Activity: Copy each line of the following data that contains "mdtraj".

____ Records for the exercise

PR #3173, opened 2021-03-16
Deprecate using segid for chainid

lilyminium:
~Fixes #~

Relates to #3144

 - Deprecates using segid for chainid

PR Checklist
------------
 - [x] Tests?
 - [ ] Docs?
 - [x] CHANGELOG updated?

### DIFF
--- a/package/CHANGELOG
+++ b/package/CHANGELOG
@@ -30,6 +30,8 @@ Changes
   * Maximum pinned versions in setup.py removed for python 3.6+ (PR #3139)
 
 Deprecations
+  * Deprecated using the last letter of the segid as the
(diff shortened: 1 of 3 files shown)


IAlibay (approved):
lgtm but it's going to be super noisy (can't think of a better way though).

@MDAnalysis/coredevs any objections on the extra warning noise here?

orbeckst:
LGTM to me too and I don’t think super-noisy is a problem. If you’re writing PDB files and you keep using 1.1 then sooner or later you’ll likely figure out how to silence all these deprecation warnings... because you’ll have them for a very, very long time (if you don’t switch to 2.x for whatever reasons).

________
____ Records for the exercise

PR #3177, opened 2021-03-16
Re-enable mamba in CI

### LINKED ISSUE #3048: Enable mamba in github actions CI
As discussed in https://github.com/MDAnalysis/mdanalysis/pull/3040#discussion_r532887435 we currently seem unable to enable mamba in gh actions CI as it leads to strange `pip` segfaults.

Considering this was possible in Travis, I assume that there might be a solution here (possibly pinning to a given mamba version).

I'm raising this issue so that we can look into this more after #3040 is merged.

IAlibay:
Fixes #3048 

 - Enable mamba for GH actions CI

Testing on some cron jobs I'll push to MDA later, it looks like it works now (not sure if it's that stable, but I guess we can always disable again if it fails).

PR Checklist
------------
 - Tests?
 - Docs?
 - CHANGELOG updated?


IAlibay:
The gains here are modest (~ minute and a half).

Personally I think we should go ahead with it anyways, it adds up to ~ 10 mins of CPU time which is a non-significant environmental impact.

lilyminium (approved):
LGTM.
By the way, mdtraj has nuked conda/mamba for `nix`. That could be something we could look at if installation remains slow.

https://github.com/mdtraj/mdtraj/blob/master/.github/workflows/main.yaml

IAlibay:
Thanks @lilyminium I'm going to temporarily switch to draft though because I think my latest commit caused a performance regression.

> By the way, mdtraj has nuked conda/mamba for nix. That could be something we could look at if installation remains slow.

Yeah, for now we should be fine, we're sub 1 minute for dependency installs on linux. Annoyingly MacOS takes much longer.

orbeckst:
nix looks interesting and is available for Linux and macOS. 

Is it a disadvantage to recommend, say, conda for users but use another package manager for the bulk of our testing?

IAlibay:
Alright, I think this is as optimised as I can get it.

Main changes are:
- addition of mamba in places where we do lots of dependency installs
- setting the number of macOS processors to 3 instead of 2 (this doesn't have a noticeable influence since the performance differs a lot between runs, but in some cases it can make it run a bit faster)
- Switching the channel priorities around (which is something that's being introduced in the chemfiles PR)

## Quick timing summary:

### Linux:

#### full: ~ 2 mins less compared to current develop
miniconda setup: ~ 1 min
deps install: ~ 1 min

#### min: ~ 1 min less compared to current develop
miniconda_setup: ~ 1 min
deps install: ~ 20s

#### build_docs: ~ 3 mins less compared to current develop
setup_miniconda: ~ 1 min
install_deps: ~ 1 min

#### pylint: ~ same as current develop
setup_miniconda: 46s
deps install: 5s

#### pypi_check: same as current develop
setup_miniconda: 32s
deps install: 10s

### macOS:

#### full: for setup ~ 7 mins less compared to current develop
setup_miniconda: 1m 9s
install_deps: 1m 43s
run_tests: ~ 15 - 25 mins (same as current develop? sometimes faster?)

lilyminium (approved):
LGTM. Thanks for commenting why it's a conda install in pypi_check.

________

The answer:
By the way, mdtraj has nuked conda/mamba for `nix`. That could be something we could look at if installation remains slow.
https://github.com/mdtraj/mdtraj/blob/master/.github/workflows/main.yaml
> By the way, mdtraj has nuked conda/mamba for nix. That could be something we could look at if installation remains slow.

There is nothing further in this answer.